To further study the apoptosis‐modulating effect in HL‐60 cells, the binding of EGFP conjugated Annexin V was evaluated (Fig. 5a). Early apoptotic cells in this assay bind Annexin V but exclude the nuclear binding dye PI, that is, cells with lost membrane asymmetry but intact membranes.

Figure 5.

Figure 5

Resveratrol stimulates apoptosis in a concentration‐dependent manner in HL‐60 and HepG2 cells. Cells were treated with resveratrol for 18 h (a) or 24 h (b). In (a), HL‐60 cells were double stained with Annexin V and PI, and were examined by flow cytometry after resveratrol treatment. In (b), HepG2 cells were stained with PI and the sub‐G1 population was examined by flow cytometry. All data are presented relative to untreated cells. The experiments were performed on three occasions and results of a typical experiment are shown. They are presented as mean ± SD, n = 3 (a) and n = 1 (b). Overlapping data points are annotated with the lowest common P value (*P ≤ 0.05, **P ≤ 0.01, ***P ≤ 0.001 compared to vehicle‐treated cells).
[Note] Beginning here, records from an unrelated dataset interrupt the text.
Issue #154, opened 2019-01-15
No method to get all resource servers


philomory:
### Description

There's no method in the gem to get a list of all resource servers (e.g. to call `GET /api/v2/resource-servers`); corresponding methods exist for other endpoints such as Clients.

I have a PR ready to implement this change, but the contributing guidelines instruct to open an issue first, so, that's what I'm doing.

### Prerequisites

* [x] I have read the [Auth0 general contribution guidelines](https://github.com/auth0/open-source-template/blob/master/GENERAL-CONTRIBUTING.md)
* [x] I have read the [Auth0 Code of Conduct](https://github.com/auth0/open-source-template/blob/master/CODE-OF-CONDUCT.md)
* [x] Did you check the documentation ([repo README](https://github.com/auth0/ruby-auth0/blob/master/README.md) or [Quickstart](https://auth0.com/docs/quickstart/backend/rails))?
* [x] Did you check the [Auth0 Community](https://community.auth0.com/)?
* [x] Are you reporting this to the correct repository? See also the [OmniAuth-Auth0 strategy](https://github.com/auth0/omniauth-auth0) for logging in with Rails.
* [x] Are there any related or duplicate [Issues](https://github.com/auth0/ruby-auth0/issues) or [PRs](https://github.com/auth0/ruby-auth0/pulls) for this issue?

### Environment

Please provide the following:

* Ruby Auth0 version: 4.6.0
* Ruby version: 2.4.4p296
* Rails version (if applicable): N/A
* Browser version (if applicable): N/A
* Additional gems that might be affecting your instance: N/A

### Reproduction

```
irb(main):001:0> connection = Auth0::Client.new(...)
irb(main):002:0> apis = connection.resource_servers
NoMethodError: undefined method `resource_servers' for #<Auth0::Client:0x0000000002e740a8>
Did you mean? resource_server
```

joshcanhelp:
Thank you @philomory! We'd be glad to accept a PR for this. A few things to keep in mind when you put this together:

- Unit tests should be included, go ahead and use one of the other endpoints as a template for that. 
- Integration tests are appreciated but not required. If you do tackle integration tests, you'll need to uncomment [this line](https://github.com/auth0/ruby-auth0/blob/master/spec/spec_helper.rb#L25) so VCR can make an HTTP recording. Once everything is working and passing, comment it out again and run the tests once more to make sure no HTTP connections are made.

philomory:
[...]

PR #155, opened 2019-01-19
Get all resource servers

philomory:
### Changes

Adds `Auth0::Api::V2::ResourceServers#resource_servers` method (and alias `get_resource_servers`) to fetch all Resource Servers in the tenant.

### References

Discussion in #154 

### Testing

* [ ] This change has been tested on the latest version of Ruby
(my testing was done on 2.4.4, not 2.6.0)

### Checklist

* [x] All existing and new tests complete without errors - specs pass, I can't run integration tests locally
* [ ] Rubocop passes on all added/modified files - they don't pass on `master` when I run them, either

### DIFF
--- a/spec/integration/lib/auth0/api/v2/api_resource_servers_spec.rb
+++ b/spec/integration/lib/auth0/api/v2/api_resource_servers_spec.rb
@@ -41,7 +41,6 @@ describe Auth0::Api::V2::ResourceServers do
         per_page: 1
       )
       expect(results.first).to equal(results.last)
-      expect(results.first).to eq(test_server)
     end
   end
 
--- a/spec/integration/lib/auth0/api/v2/api_resource_servers_spec.rb
+++ b/spec/integration/lib/auth0/api/v2/api_resource_servers_spec.rb
@@ -22,6 +22,29 @@ describe Auth0::Api::V2::ResourceServers do
     end
   end
 
+  describe '.resource_servers', vcr: true do
+    let(:resource_servers) do
+      client.resource_servers
+    end
+
+    it 'should return at least 1 result' do
+      expect(resource_servers.size).to be > 0
+    end
+
+    it 'should get the test server' do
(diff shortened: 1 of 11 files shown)


spec/integration/lib/auth0/api/v2/api_resource_servers_spec.rb
```diff
@@ -22,6 +22,29 @@
...
+      expect(resource_servers).to include(test_server)
+    end
+
+    it 'should return the first page of one result' do
+      results = client.resource_servers(
+        page: 0,
+        per_page: 1
+      )
+      expect(results.first).to equal(results.last)
+      expect(results.first).to eq(test_server)
```
joshcanhelp: This is not necessary, and is failing on my end when I run the integration tests on your branch. We're not pulling by any specific order here so the newest may (or may not) be the first one pulled.

spec/spec_helper.rb
```diff
@@ -22,7 +22,7 @@
 VCR.configure do |config|
   # Uncomment the line below to record new VCR cassettes.
   # When this is commented out, VCR will reject all outbound HTTP calls.
-  # config.allow_http_connections_when_no_cassette = true
+  config.allow_http_connections_when_no_cassette = true
```
joshcanhelp: Make sure to comment this back out so HTTP calls are not made.

spec/integration/lib/auth0/api/v2/api_resource_servers_spec.rb
philomory: I've removed the `expect(results.first).to eq(test_server)` line, which I _believe_ is the only one you objected to. If you want me to remove that whole test about paging, though, I can do that instead.

spec/spec_helper.rb
philomory: That's been commented-out again.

HL‐60 cells treated with resveratrol for 18 h showed a concentration‐dependent increase in Annexin V‐positive/PI‐negative cells (Fig. 5a). Only a minor effect of 20 µm resveratrol on HL‐60 cells was found, whereas higher concentrations greatly stimulated Annexin V binding. Treatment with 80 µm resveratrol resulted in 23% of the HL‐60 cells being early apoptotic and 23% being late apoptotic or necrotic. The same degree of concentration‐dependent apoptosis was observed in HepG2 cells (Fig. 5b).

DISCUSSION

The purpose of this study was to characterize the effect of resveratrol on DNA synthesis and cell cycle progression. In addition, the apoptosis‐stimulating properties of resveratrol were also studied. Inhibition of cell proliferation and stimulation of apoptosis by resveratrol may be key responses in relation to the putative cancer chemopreventive effect of this product.
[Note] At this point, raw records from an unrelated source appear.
Issue #156, opened 2019-01-28
No method to update/patch resource servers


philomory:
### Description
There's no method in the gem to update a resource server (e.g. to call PATCH /api/v2/resource-servers/[id]); corresponding methods exist for other endpoints such as Clients.

I have a WIP PR for this.

### Prerequisites

* [x] I have read the [Auth0 general contribution guidelines](https://github.com/auth0/open-source-template/blob/master/GENERAL-CONTRIBUTING.md)
* [x] I have read the [Auth0 Code of Conduct](https://github.com/auth0/open-source-template/blob/master/CODE-OF-CONDUCT.md)
* [x] Did you check the documentation ([repo README](https://github.com/auth0/ruby-auth0/blob/master/README.md) or [Quickstart](https://auth0.com/docs/quickstart/backend/rails))?
* [x] Did you check the [Auth0 Community](https://community.auth0.com/)?
* [x] Are you reporting this to the correct repository? See also the [OmniAuth-Auth0 strategy](https://github.com/auth0/omniauth-auth0) for logging in with Rails.
* [x] Are there any related or duplicate [Issues](https://github.com/auth0/ruby-auth0/issues) or [PRs](https://github.com/auth0/ruby-auth0/pulls) for this issue?

### Environment

Please provide the following:

* Ruby Auth0 version: 4.6.0
* Ruby version: 2.4.4p296
* Rails version (if applicable): N/A
* Browser version (if applicable): N/A
* Additional gems that might be affecting your instance: N/A

### Reproduction

```
irb(main):001:0> connection = Auth0::Client.new(...)
irb(main):002:0> connection.patch_resource_server(...)
NoMethodError: undefined method `patch_resource_servers' for #<Auth0::Client:0x00000000073974a0>
```

joshcanhelp:
@philomory - Appreciate the help with these! You are approved to proceed 😃

joshcanhelp:
Merged!

PR #157, opened 2019-01-31
Add patch resource server

philomory:
### Changes

Adds a `patch_resource_server` method that takes a resource server id and a hash of options. Includes spec tests that pass and tentative integration tests awaiting VCR cassettes.

### References

Discussion in #156.

### Testing

* [ ] This change has been tested on the latest version of Ruby - Tested on 2.4.4

### Checklist

### DIFF
--- a/lib/auth0/api/v2/resource_servers.rb
+++ b/lib/auth0/api/v2/resource_servers.rb
@@ -62,6 +62,17 @@ module Auth0
           delete(path)
         end
 
+        # Updates a resource server.
+        # @see https://auth0.com/docs/api/management/v2#!/Resource_Servers/patch_resource_servers_by_id
+        # @param id [string] The id or audience of the resource server to update.
+        # @param options [hash] The Hash options used to define the resource servers's properties.
+        def patch_resource_server(id, options)
+          raise Auth0::InvalidParameter, 'Must specify a resource server id' if id.to_s.empty?
+          raise Auth0::InvalidParameter, 'Must specify a valid body' if options.to_s.empty?
+          path = "#{resource_servers_path}/#{id}"
+          patch(path, options)
+        end
+        
         private
 
         # Resource Servers API path
--- a/lib/auth0/api/v2/resource_servers.rb
+++ b/lib/auth0/api/v2/resource_servers.rb
@@ -65,12 +65,12 @@ module Auth0
         # Updates a resource server.
         # @see https://auth0.com/docs/api/management/v2#!/Resource_Servers/patch_resource_servers_by_id
         # @param id [string] The id or audience of the resource server to update.
-        # @param options [hash] The Hash options used to define the resource servers's properties.
-        def patch_resource_server(id, options)
-          raise Auth0::InvalidParameter, 'Must specify a resource server id' if id.to_s.empty?
-          raise Auth0::InvalidParameter, 'Must specify a valid body' if options.to_s.empty?
+        # @param body [hash] The Hash options used to define the resource servers's properties.
+        def patch_resource_server(id, body)
+          raise Auth0::InvalidParameter, 'Must specify a resource server id or audience' if id.to_s.empty?
+          raise Auth0::InvalidParameter, 'Must specify a valid body' if body.to_s.empty?
           path = "#{resource_servers_path}/#{id}"
-          patch(path, options)
+          patch(path, body)
         end
         
         private
--- a/spec/integration/lib/auth0/api/v2/api_resource_servers_spec.rb
+++ b/spec/integration/lib/auth0/api/v2/api_resource_servers_spec.rb
@@ -98,22 +98,10 @@ describe Auth0::Api::V2::ResourceServers do
     end
   end
 
-    describe '.patch_client', vcr: true do
-    it 'should raise an error with a missing client_id' do
-      expect do
-        client.patch_resource_server('', token_lifetime: 654321)
-      end.to raise_error Auth0::InvalidParameter
-    end
-
-    it 'should raise an error with an empty body' do
-      expect do
-        client.patch_resource_server('__test_resource_server_id__', {})
-      end.to raise_error Auth0::InvalidParameter
-    end
-
+  describe '.patch_resource_server', vcr: true do
     it 'should update the resource server with the correct attributes' do
       expect(
-        client.patch_client(
+        client.patch_resource_server(
           test_server['id'],
           token_lifetime: 654321,
         )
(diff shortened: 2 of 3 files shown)


joshcanhelp:
Thanks @philomory! I'll review this ASAP.

lib/auth0/api/v2/resource_servers.rb
```diff
@@ -62,6 +62,17 @@ def delete_resource_server(resource_server_id)
           delete(path)
         end
 
+        # Updates a resource server.
+        # @see https://auth0.com/docs/api/management/v2#!/Resource_Servers/patch_resource_servers_by_id
+        # @param id [string] The id or audience of the resource server to update.
+        # @param options [hash] The Hash options used to define the resource servers's properties.
```
joshcanhelp: Let's change this parameter name to `body`. We typically use `options` for URL parameters.

lib/auth0/api/v2/resource_servers.rb
```diff
@@ -62,6 +62,17 @@ def delete_resource_server(resource_server_id)
...
+        def patch_resource_server(id, options)
+          raise Auth0::InvalidParameter, 'Must specify a resource server id' if id.to_s.empty?
```
joshcanhelp: Let's say:

> Must specify a resource server ID or audience

... since it can accept both.

philomory: Actually, on this topic, should we URI-escape this parameter, or except the caller to do it? Obviously irrelevant if the caller is passing an id, but if passing an audience, and the audience is of the common form `https://something.com/` then that needs to be URI-escaped before being added to the PATH string.

In my PR I left it up the to caller to URI escape audiences, since the `delete_resource_server`  method (the only existing method that puts an id-or-audience in the URI's path segment) doesn't handle URI escaping automatically, but an argument could be made to add it. Do you want me to go ahead and add that here, and to the delete method as well? Or, since that's theoretically a backwards-incompatible change (anyone previously using the delete method with an audience would be escaping before passing it in, and if we start escaping as well then it ends up double-escaped), should it wait for  a separate PR that could be part of 5.0.0?

lib/auth0/api/v2/resource_servers.rb
philomory: Done.

lib/auth0/api/v2/resource_servers.rb
joshcanhelp: That's a great question. 

I would prefer it be done in the SDK but none of the other methods I looked at for any of the endpoints do so I think we should be consistent here. We're putting together a roadmap for a major release on this library and I'll bring that up for discussion.

spec/lib/auth0/api/v2/resource_servers_spec.rb
```diff
@@ -73,4 +73,14 @@
...
     end
   end
+
+  context '.patch_resource_server' do
+    it { expect(@instance).to respond_to(:patch_resource_server) }
+    it 'is expected to send patch to /api/v2/resource_servers/1' do
+      expect(@instance).to receive(:patch).with('/api/v2/resource-servers/1', fields: 'fields')
+      expect { @instance.patch_resource_server('1', fields: 'fields') }.not_to raise_error
+    end
+    it { expect { @instance.patch_resource_server('', nil) }.to raise_error 'Must specify a resource server id' }
```
joshcanhelp: Tests are failing on this:

https://travis-ci.org/auth0/ruby-auth0/jobs/488774537#L565

I would just check for `Auth0::InvalidParameter` like the integration tests.

spec/integration/lib/auth0/api/v2/api_resource_servers_spec.rb
```diff
@@ -98,6 +98,33 @@
     end
   end
 
+    describe '.patch_client', vcr: true do
```
joshcanhelp: Just noticed ... indented too far

spec/integration/lib/auth0/api/v2/api_resource_servers_spec.rb
```diff
@@ -98,6 +98,33 @@
...
+    it 'should raise an error with a missing client_id' do
```
joshcanhelp: We can take out the integration specs that check for a raised error. The unit specs will cover just fine.

spec/integration/lib/auth0/api/v2/api_resource_servers_spec.rb
```diff
@@ -98,6 +98,33 @@
...
+      expect do
+        client.patch_resource_server('', token_lifetime: 654321)
+      end.to raise_error Auth0::InvalidParameter
+    end
+
+    it 'should raise an error with an empty body' do
```
joshcanhelp: Same

lib/auth0/api/v2/resource_servers.rb
philomory: It's worth noting that most endpoints don't accept anything in the the path segment of the URL that could ever possibly need URI escaping; the resource servers endpoint is the only one I can think of off the top of my head.

Just to play devils advocate, you could argue that adding this functionality isn't a compatibility-breaking change because the library did not previously document any support for accepting an audience rather than an id in these methods, so anyone who was passing one in was relying on undocumented behavior (of the library; the actual REST API does document this of course). That said, I'm not sure I buy that argument myself and am content to wait for 5.0.0 to introduce the automatic escaping.

spec/lib/auth0/api/v2/resource_servers_spec.rb
philomory: Made the requested change.

This actually reminds me of something I've been wondering about: why are `Auth0::MissingClientId` and `Auth0::MissingUserId` the only dedicated exceptions for a specific property? There's no `Auth0::MissingResourceServerId` or `Auth0::MissingConnectionId`, all other resources just use `Auth0::InvalidParameter` for a missing id, same as they do for other missing parameters or for present-but-invalid parameters.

The concentration‐dependent effect on cell growth measured as [3H]dT incorporation after 2 h was unexpected, and this very early effect indicates resveratrol's interference with cell replication machinery in vitro. To the best of our knowledge, this is the first report showing that such short‐term treatment with resveratrol affects DNA‐synthesis in HL‐60 and HepG2 cells in culture. The observation has only been paralleled by a single observation using the human prostate cancer cell line LNCap (Kuwajerwala et al. 2002).
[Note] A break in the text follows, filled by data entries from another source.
PR #162, opened 2019-02-27
Add Client ID to send_verification_email

### LINKED ISSUE #92: Client specific post email verification redirect URL problem in V2

joshcanhelp:
### Changes

- Add Add Client ID to `Auth0::Api::V2::Jobs.send_verification_email`
- Remove skipped Jobs tests and add VCR cassettes

### References

Fixes #92 

### Testing

[Failing tests for new feature](https://travis-ci.org/auth0/ruby-auth0/builds/499524045)

* [x] This change has been tested on the latest version of Ruby (2.5.1)

### Checklist

### DIFF
--- a/lib/auth0/api/v2/jobs.rb
+++ b/lib/auth0/api/v2/jobs.rb
@@ -3,29 +3,29 @@ module Auth0
     module V2
       # Methods to use the jobs endpoints
       module Jobs
-        attr_reader :jobs_path
-
         # Retrieves a job. Useful to check its status.
         # @see https://auth0.com/docs/api/v2#!/Jobs/get_jobs_by_job_id
-        # @param job_id [string] The id of the job.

In HL‐60 cells, the IC50 value at 8, 24 and 48 h for inhibition of incorporation of thymidine in the DNA is in concordance with earlier reports (Surh et al. 1999; Roy et al. 2002; Horvath et al. 2005). The experiments presented here show that resveratrol inhibits thymidine incoporation in HepG2 cells. This finding is in contrast to studies by Goldberg et al. (1995) and Delmas et al. (2000), who did not observe an inhibitory effect of resveratrol. This difference may be caused by variations between experimental conditions.

The putative interference with cell replication machinery in HL‐60 and HepG2 cells after such a short treatment time could be either a direct or an indirect inhibition of formation or movement of DNA polymerase. Resveratrol has been shown to interfere with DNA polymerase expression in vitro and ex vivo (Sun et al. 1998; Stivala et al. 2001) and inhibits the ribonucleotide reductase in vitro and ex vivo (Fontecave et al. 1998; Pozo‐Guisado et al. 2002). Also, resveratrol has been shown to reduce intracellular levels of dNTPs in HL‐60 cells (Horvath et al. 2005). The mechanism by which resveratrol inhibits DNA synthesis is not yet fully understood, but resveratrol is likely to interact with DNA polymerase (Stivala et al. 2001), whereas the assembly of replication complexes is not affected (Stivala et al. 2001).

Increase in IC50 values of incorporated [3H]dT in both cell lines strongly suggests a role of cellular activity, such as metabolism or removal of resveratrol. Metabolism of resveratrol in cells has not been studied in detail and results diverge (Allen et al. 2001; Raucy 2003). Preliminary studies in our laboratory indicate that removal of resveratrol may indeed be the cause of increased IC50 values, and further studies are required to fully investigate this phenomenon.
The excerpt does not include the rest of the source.